I believe Fender did their own, probably as a servicing aid. So it seems to have been a matter of choice for the manufacturer.

I'm not saying you're not gonna find what you're looking for. I'm just very glad it's you spending the time and not me!:smile:

If you do find a good source it would be great if you could check back and publish it here for us all to bookmark!

:food-smiley-004:


----------



## prairietelecaster (Oct 25, 2006)

*Thanks*

I figured as much as it seems to be a dead search. I'm sure if you don't know where one would be well then there isn't one.
By the way I'm probably going to change the cap cans. This time I thought I'd just disconnect the old ones, leave them in and put two new caps inside. Sometimes the cans can be a struggle to remove.


----------



## WCGill (Mar 27, 2009)

I'm curious as to why you need the layout if you have the amp. Isn't the layout right in front of you then? I just worked on one of these last night, very simple layout, much like an older Fender or Marshall.


----------



## prairietelecaster (Oct 25, 2006)

*I simply prefer....*

a layout to a schematic. I comprehend a layout faster than a schematic. Therein is the reason for my question. I do understand your question though and bare in mind I am not a trained tech. Whilst I am at it I have repaired the reverb on the YSR-1. Some reconnection inside the tanks was all that it took. Places like this forum sure help the learning curve.


----------



## Wild Bill (May 3, 2006)

prairietelecaster said:


> a layout to a schematic. I comprehend a layout faster than a schematic. Therein is the reason for my question. I do understand your question though and bare in mind I am not a trained tech. Coming to places like this is how my brain likes to learn.

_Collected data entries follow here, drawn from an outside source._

PR #5528, opened 2025-01-31
cli: add error stub for `jj util mangen`

### LINKED ISSUE #5525: `jj util mangen` will be broken for packagers in v0.26
For package maintainers, here's an example of how to adjust to the new interface, since it no longer writes to stdout:

https://github.com/jj-vcs/jj/pull/5258/files#diff-206b9ce276ab5971a2489d75eb1b12999d4bf3843b7988cbe8d687cfde61dea0

---

> Not sure if this is the right place to highlight it, but this broke `--HEAD` builds in Homebrew:
> 
> * https://github.com/Homebrew/homebrew-core/blob/488e84fdb8e9ea309dff4b507e170edd6e92f38e/Formula/j/jj.rb#L46
>
> ```console
> $ brew install --HEAD jj
> ==> Fetching jj
> ==> Downloading https://raw.githubusercontent.com/Homebrew/homebrew-core/2c92fccaa0f234d8d34a2a2e68c12d438b4c42b7/Formula/j/jj.rb
> Already downloaded: /Users/zx8/Library/Caches/Homebrew/downloads/629dbff562ae32e7c6f7ef688c739356c1488fc61a597432e69c8b194e268be7--jj.rb
> ==> Downloading https://github.com/jj-vcs/jj/commit/b4f936ac302ee835aa274e4dd186b436781d5d2f.patch?full_index=1
> Already downloaded: /Users/zx8/Library/Caches/Homebrew/downloads/4f0b715f9452bf91255eb771e1f8462f949705770cd700fb93f6b4fdbac4dd65--b4f936ac302ee835aa274e4dd186b436781d5d2f.patch
> ==> Cloning https://github.com/martinvonz/jj.git
> Updating /Users/zx8/Library/Caches/Homebrew/jj--git
> ==> Checking out branch main
> Already on 'main'
> Your branch is up to date with 'origin/main'.
> HEAD is now at d3f56c0ac git: forward "remote: " lines when they arrive
> ==> Patching
> ==> Applying b4f936ac302ee835aa274e4dd186b436781d5d2f.patch
> ==> cargo install --path=cli
> Error: Failure while executing; `/opt/homebrew/Cellar/jj/HEAD-d3f56c0_2/bin/jj util mangen` exited with 2.
> ```

— @zx8 in https://github.com/jj-vcs/jj/pull/5258#issuecomment-2624693830

> [...] every package maintainer who currently runs `jj util mangen` will try to upgrade jj, see that their packaging no longer works, and will need to debug.
> - Currently, I guess their best option is to trawl the changelog, or even bisect.
> - Unlike most commands: I suspect that deprecating the command probably won't help, because the deprecation notice will probably be silently swallowed? This is in contrast to commands for interactive human use.
> - So the best option to inform package maintainers is probably to make the command produce a hard error, but with a helpful message to tell them how to fix it?
> 
> We should see if we can do this before the next release to make it easier for package maintainers to upgrade.

— @arxanas in https://github.com/jj-vcs/jj/issues/5258#issuecomment-2625134509

arxanas:
Closes #5525.

# Checklist

If applicable:

### DIFF
--- a/cli/src/commands/util/mod.rs
+++ b/cli/src/commands/util/mod.rs
@@ -35,6 +35,7 @@ use self::install_man_pages::UtilInstallManPagesArgs;
 use self::markdown_help::cmd_util_markdown_help;
 use self::markdown_help::UtilMarkdownHelp;
 use crate::cli_util::CommandHelper;
+use crate::command_error::user_error;
 use crate::command_error::CommandError;
 use crate::ui::Ui;
 
@@ -45,6 +46,9 @@ pub(crate) enum UtilCommand {
     ConfigSchema(UtilConfigSchemaArgs),
     Exec(UtilExecArgs),
     Gc(UtilGcArgs),
+    /// No longer supported; use `jj util install-man-pages` instead. This stub
+    /// will be removed in a future version.
+    Mangen,
     InstallManPages(UtilInstallManPagesArgs),
     MarkdownHelp(UtilMarkdownHelp),
 }
@@ -60,6 +64,7 @@ pub(crate) fn cmd_util(
         UtilCommand::ConfigSchema(args) => cmd_util_config_schema(ui, command, args),
         UtilCommand::Exec(args) => cmd_util_exec(ui, command, args),
         UtilCommand::Gc(args) => cmd_util_gc(ui, command, args),
+        UtilCommand::Mangen => Err(user_error("`jj util mangen` has been replaced by `jj util install-man-pages`; see https://github.com/jj-vcs/jj/issues/5525")),
         UtilCommand::InstallManPages(args) => cmd_util_install_man_pages(ui, command, args),
         UtilCommand::MarkdownHelp(args) => cmd_util_markdown_help(ui, command, args),
     }
--- a/cli/tests/cli-reference@.md.snap
+++ b/cli/tests/cli-reference@.md.snap
@@ -95,6 +95,7 @@ This document contains the help content for the `jj` command-line program.
 * [`jj util config-schema`↴](#jj-util-config-schema)
 * [`jj util exec`↴](#jj-util-exec)
 * [`jj util gc`↴](#jj-util-gc)
+* [`jj util mangen`↴](#jj-util-mangen)
 * [`jj util install-man-pages`↴](#jj-util-install-man-pages)
 * [`jj util markdown-help`↴](#jj-util-markdown-help)
 * [`jj undo`↴](#jj-undo)
@@ -2182,6 +2183,7 @@ Infrequently used commands such as for generating shell completions
 * `config-schema` — Print the JSON schema for the jj TOML config format
 * `exec` — Execute an external command via jj
 * `gc` — Run backend-dependent garbage collection
+* `mangen` — No longer supported; use `jj util install-man-pages` instead. This stub will be removed in a future version
 * `install-man-pages` — Install Jujutsu's manpages to the provided path
 * `markdown-help` — Print the CLI help for all subcommands in Markdown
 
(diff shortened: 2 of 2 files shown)


PhilipMetzger (changes requested):
I think a full restore should be in state, since the actual PR didn't really follow the "normal" deprecation and removal procedure.

cli/src/commands/util/mod.rs
```diff
@@ -45,6 +46,9 @@ pub(crate) enum UtilCommand {
     ConfigSchema(UtilConfigSchemaArgs),
     Exec(UtilExecArgs),
     Gc(UtilGcArgs),
+    /// No longer supported; use `jj util install-man-pages` instead. This stub
+    /// will be removed in a future version.
+    Mangen,
```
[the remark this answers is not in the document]
arxanas: Thanks, will add (also I didn't know the next jj version 🤣).

arxanas:
> I think a full restore should be in state.

@PhilipMetzger What does "in state" mean? Does this mean the same as "in order", as in "warranted in this situation"?

> the actual PR didn't really follow the "normal" deprecation and removal procedure.

See the [commit message](https://github.com/jj-vcs/jj/pull/5528/commits/02ecc3ad7ab4ed2830fdabea6bb56ee72de42c8f) for why I think it's not useful to follow the normal deprecation feature. I was going to do that first, but

PhilipMetzger:
> > I think a full restore should be in state.
> 
> @PhilipMetzger What does "in state" mean? Does this mean the same as "in order", as in "warranted in this situation"?

Yes, that should've been a "a full restore in order".

> See the [commit message](https://github.com/jj-vcs/jj/pull/5528/commits/02ecc3ad7ab4ed2830fdabea6bb56ee72de42c8f) for why I think it's not useful to follow the normal deprecation feature. I was going to do that first, but I don't think it improves anything for package maintainers.
 
While it happened with someone who was a packager, we have no data on actual command utilization in the wild. So carving out such a exception for packagers seems really unwise. It also casually breaks our social contract.

emilazy:
This is a packaging command so I think applying norms for packagers makes sense? (Even if someone is “packaging by hand”, they’ll do it once per install, so I don’t think this could break someone’s day‐to‐day workflow.)

FWIW as a downstream packager of Jujutsu I would find a hard error for this much more useful than a restored deprecated command.

(Is the long deprecation period for every backwards‐incompatible change written down anywhere?)

PhilipMetzger (approved):

cli/src/commands/util/mod.rs
```diff
@@ -45,6 +46,9 @@ pub(crate) enum UtilCommand {
     ConfigSchema(UtilConfigSchemaArgs),
     Exec(UtilExecArgs),
     Gc(UtilGcArgs),
+    /// No longer supported; use `jj util install-man-pages` instead. This stub
```
ilyagr, line 49: I feel like this command should be hidden in the Clap sense. This should also remove it from the docs. TODO: Find the right syntax.

ilyagr (approved):
Thank you!

cli/src/commands/util/mod.rs
ilyagr: I think addign `#[command(hide = true)]` here will do it.

arxanas: Yes, good point, thanks for raising.

arxanas:
Apologies: This should have gone out in the most recent release, but I didn't realize that this item was pending when we were talking about doing the release. Since we've already done the release and packagers have had to adapt, I think this doesn't warrant merging anymore.

As per https://github.com/jj-vcs/jj/pull/5258#issuecomment-2639784685, Homebrew is working again in https://github.com/Homebrew/homebrew-core/pull/206710/files#diff-94b0b9da218994a111c379a601b2e2ac1a84ce60db8159d564d0b76d315a2838R43, so at least one packager has successfully updated. (The code for installing man-pages also becomes simpler on their end.)

Issue #3594, opened 2024-04-29
FR: simplify overriding of default colors


noahmayr:
**Is your feature request related to a problem? Please describe.**
When wanting to override a color from `cli/src/config/colors.toml`, e.g. setting the description color to blue whenever there is no description (`description placeholder`) regardless of whether the commit is the working copy or if it's empty you would have to add the following to your config:
```toml
[colors]
"description placeholder" = "blue"
"empty description placeholder" = "blue"
"working_copy description placeholder" = "blue"
"working_copy empty description placeholder" = "blue"
```

**Describe the solution you'd like**
Since I've heavily customized my log colors, something like `ui.use_builtin_colors = false` would work very well for me.

**Describe alternatives you've considered**
Alternatively a flag like `!important` from CSS that allows overriding the default style from the example above with just the following would be ok as well:
```toml
[colors]
"description placeholder" = { fg ="blue", override = true }
```

**Additional context**

yuja:
> ui.use_builtin_colors = false

It could be `ui.color-theme = <theme-name>` (and `[color-themes.default]`, etc.), but I don't know if we'll need this kind of indirection.

noahmayr:
That's interesting, it could actually allow not only themes with different colors for the given section but even shipping 2-3 default themes which each highlight the information provided differently.
1. Default (basically what we have now)
2. Minimal (same as default with only the most important fields colorized and less important fields dimmed)
3. Contextual (something similar to what I'm using, which colorizes most fields of a change in the same color and gives a unique color to working copy changes, immutable changes, changes with conflicts, etc.)

![image](https://github.com/martinvonz/jj/assets/1039040/17104db9-070b-4270-a88d-c977130f950b)

jlombera:
I'm also interested in an easy way to ignore all the default colors and just set ones I want to afterwards.  In my case, besides the diff hunks coloring, I don't want any colors at all, I just want to use bold and underline (I wish italics was supported as well) for formatting.  Right now my my `[colors]` configs section is large consisting of mostly overriding colors do `"default"`.

yuja:
> Right now my [colors] config section is large consisting of mostly overriding colors do "default".

fwiw, I'm going to replace the config backend to `toml_edit`. If the migration gets done, an inline table `key = { bg = .. }` will overwrite the entire `key` table, so `{ bg = .., color = "default" }` won't be needed in order to remove the color field from the key. We'll still need `key = {}` or `key = "default"` to override the existing style, though.

[...]

PR #5538, opened 2025-01-31
cli: ability to disable default colorscheme

dpc:
My motivation is mostly to address #5098 , but in a lot of software there's a flag to disable sourcing default configs, which is useful in a lot contexts.

A more granular (or just atlernative/better) approaches would require more design and debate, while this seems simple and immediately useful (at least to some).

# Checklist

If applicable:

### DIFF
--- a/CHANGELOG.md
+++ b/CHANGELOG.md
@@ -28,6 +28,8 @@ to [Semantic Versioning](https://semver.org/spec/v2.0.0.html).
 
 ### New features
 
+* New `JJ_NO_DEFAULT_COLORS` environment variable disables setting built-in default colors.
+
 * `jj show` now supports `--reversed` flag.
 
 * `jj` now looks for config files in `/etc/jj`.
--- a/cli/src/config.rs
+++ b/cli/src/config.rs
@@ -768,14 +768,24 @@ pub fn default_config_layers() -> Vec<ConfigLayer> {
     // Syntax error in default config isn't a user error. That's why defaults are
     // loaded by separate builder.
     let parse = |text: &'static str| ConfigLayer::parse(ConfigSource::Default, text).unwrap();
-    let mut layers = vec![
-        parse(include_str!("config/colors.toml")),
-        parse(include_str!("config/hints.toml")),
-        parse(include_str!("config/merge_tools.toml")),
-        parse(include_str!("config/misc.toml")),
-        parse(include_str!("config/revsets.toml")),
-        parse(include_str!("config/templates.toml")),
-    ];
+    let mut layers = {
+        let maybe_colors = if env::var("JJ_NO_DEFAULT_COLORS").is_ok() {
+            vec![]
+        } else {
+            vec![parse(include_str!("config/colors.toml"))]
+        };
+        [
+            maybe_colors,
+            vec![
+                parse(include_str!("config/hints.toml")),
+                parse(include_str!("config/merge_tools.toml")),
+                parse(include_str!("config/misc.toml")),
+                parse(include_str!("config/revsets.toml")),
+                parse(include_str!("config/templates.toml")),
+            ],
+        ]
+        .concat()
+    };
     if cfg!(unix) {
         layers.push(parse(include_str!("config/unix.toml")));
     }


martinvonz:
Thanks, but `JJ_CONFIG= jj` should already have this effect

dpc:
@martinvonz The `JJ_CONFIG` controls the user's config, no? While I'm trying to disable the default configs shipped with jj.

martinvonz:
Oh, I'm sorry. Interesting. We have a lot of code that depends on the default configs existing, so I think it's going to be more complicated to support than this PR's current state.

dpc:
@martinvonz I just noticed. Oops.


As a first user who'd want this, I don't mind just adding all the required keys to my config, and thus being sure I am in full control.

Also, I could add `unwrap_or_default()` on most obvious ones.

Also (or/and) I could add `JJ_CONFIG_DEFAULT_COLORS`.

dpc:
image

This seems to have no issues.

ilyagr:
For the colors issue, I wonder if it'd be better to introduce a notion of themes. So, the colors we have now would become the default theme, and you could reset them all by using another theme.

Settings like `templates.log_node` could also be set by a theme, though I don't think there's any reasonable "undefined" value that can have by default.

There are many other such settings; in my mind, any `jj` command is allowed to crash if the default config is not loaded. The first example that comes to mind is not merged yet, but https://github.com/jj-vcs/jj/pull/5415 would crash if you deleted the default config and tried using `:builtin` pager.

Recently, [scoped config](https://jj-vcs.github.io/jj/prerelease/config/#conditional-variables) was introduced. I'm not 100% sure about that direction, but perhaps it's sufficient to create a "default theme" scope that contains all the color config and is activated by default. (This would hopefully be relatively easy, but it's not trivial, it still needs some design work on how these theme scopes work)

jakobhellermann:
> Recently, [scoped config](https://jj-vcs.github.io/jj/prerelease/config/#conditional-variables) was introduced. I'm not 100% sure about that direction, but perhaps it's sufficient to create a "default theme" scope that contains all the color config and is activated by default. (This would hopefully be relatively easy, but it's not trivial, it still needs some design work on how these theme scopes work)

Instead of having a "theme scope", we could introduce a generic "config scope", that is enabled when a config variable is set to a certain value: 

```toml
[[--scope]]
--when.config = ["ui.enable-colors"] # equivalent to ["ui.enable-colors", "true"]
[--scope.colors]
"error" = { fg = "default", bold = true }
"error_source" = { fg = "default" }
...
```
or
```toml
[[--scope]]
--when.config = ["ui.theme", ":builtin"]
[--scope.colors]
"error" = { fg = "default", bold = true }
"error_source" = { fg = "default" }
...
```

yuja:
I wouldn't add any "conditional" thingy that also depends on config values (and/or any other dynamic variables.) That would make resolution complicated.

For color overrides, it's probably better to add some indirection dedicated for `[colors]` table. https://github.com/jj-vcs/jj/issues/3594

FWIW, the default colors table can be reset by abusing invalid value, but please don't expect this will work forever.
```toml
[[--scope]]
colors = 0  # reset colors table by assigning non-table value
[[--scope]]
colors.commit_id = "red"
```

ilyagr:
I agree that this request seems like it would be covered by a "theme"-like config that deals with the "colors" table only. It makes sense to me to consider this a dupe of #3594 .

At the same time, the contrarian in me started wondering about how general such a mechanism could be. I think we could have, at an extreme, a special table `[config-toggles]` that none of the `--scope` configs are allowed to modify. Then, I think it might be OK (though not necessarily a great idea) to allow scopes that depend on values inside the `[config-toggles]` table and are allowed to modify (almost?) anything other than the `config-toggles` table.

dpc:
So far I've disabled the colors and moved on. The problem with colors is that it's impossible to reset them after the fact due to way the selector priority works. Everything else seems easily overrideable, so not as important.

To me this is a stop-gap measure. Not sure how long will it take to debate on the more proper system. Might be worth to land a env var to disable just the colors to unblock people like me and focus on whatever more pressing things.

ilyagr:
My preference would be not to merge the stop-gap measure as is. It feels a bit hacky, and it feels like this problem would only be urgent for a few people. Are you unable to use a custom version of `jj` compiled with this patch? If you're willing to go this far to get `jj` customized just the way you want it, what's one more step?

I do think that this is a real issue that would be nice to solve, just not so urgent to be worth exposing everybody to a temporary stop-gap that will be very likely to lead to a breaking change later.

See also #5571 (though if we go with something like themes, it might not actually be that relevant).

yuja:
As a workaround, `colors` table can be emptied by setting non-table value. It's ugly, but works for now. Custom binary isn't needed.
https://github.com/jj-vcs/jj/pull/5538#issuecomment-2628894822

emilazy:
It might be nice for Jujutsu to respect [`$NO_COLOR`](https://no-color.org/).

ilyagr:
> It might be nice for Jujutsu to respect [`$NO_COLOR`](https://no-color.org/).

It does, though it might not be obvious due to

https://github.com/jj-vcs/jj/blob/0bcddff473698c8f6a080c3958398aaf7c490ebb/CHANGELOG.md?plain=1#L2641-L2642

(I am not sure if I agree with that design, it certainly makes NO_COLOR not very useful for me, but apparently that's how it's supposed to work. I've never relied on NO_COLOR, so I'm OK with it not being very useful to me.)

But I think the OP wants color, they just want color for exactly the things they specify and nothing else.

dpc:
> But I think the OP wants color, they just want color for exactly the things they specify and nothing else.

Exactly. I'm a very hard to please, opinionated and particular about everything. Just the worst kind of user really.

cli/src/config.rs
```diff
@@ -768,14 +768,24 @@ pub fn default_config_layers() -> Vec<ConfigLayer> {
...
+            vec![
+                parse(include_str!("config/hints.toml")),
+                parse(include_str!("config/merge_tools.toml")),
+                parse(include_str!("config/misc.toml")),
+                parse(include_str!("config/revsets.toml")),
+                parse(include_str!("config/templates.toml")),
+            ],
+        ]
+        .concat()
+    };
```
martinvonz, line 788: nit: since order shouldn't matter, conditionally add `colors.toml` below like the platform-specific ones instead

CHANGELOG.md
```diff
@@ -28,6 +28,8 @@ to [Semantic Versioning](https://semver.org/spec/v2.0.0.html).
 
 ### New features
 
+* New `JJ_NO_DEFAULT_COLORS` environment variable disables setting built-in default colors.
+
```
martinvonz, line 32: If we're going to drop support for this environment variable once #3594 has been implemented (if we decide to do that), then perhaps it's better to not announce this feature now (it'll basically be a secret feature for you).

martinvonz (commented):
I'm not sure it's worth adding this before #3594.

dpc:
I'm not expecting this to be merged as is. It works fine for me as a fork, though I'm looking forward to not needing it eventually, hopefully.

Do yourself a favour! Get used to schematics as fast as possible!

You will NEVER become a good tech if you are not comfortable with schematics. Using pictures and layouts only prolongs the agony.

:food-smiley-004:


----------



## prairietelecaster (Oct 25, 2006)

*Working on schematics ....*

I'm working on schematic reading not to become a tech but for my own good. I'd never work on someone else's amp without some tested accreditation. I will work on my own though. So far so good.
I have found that looking at layout and a schematic is the best method for my learning curve. I find it a good meld of theoretical and reality.


----------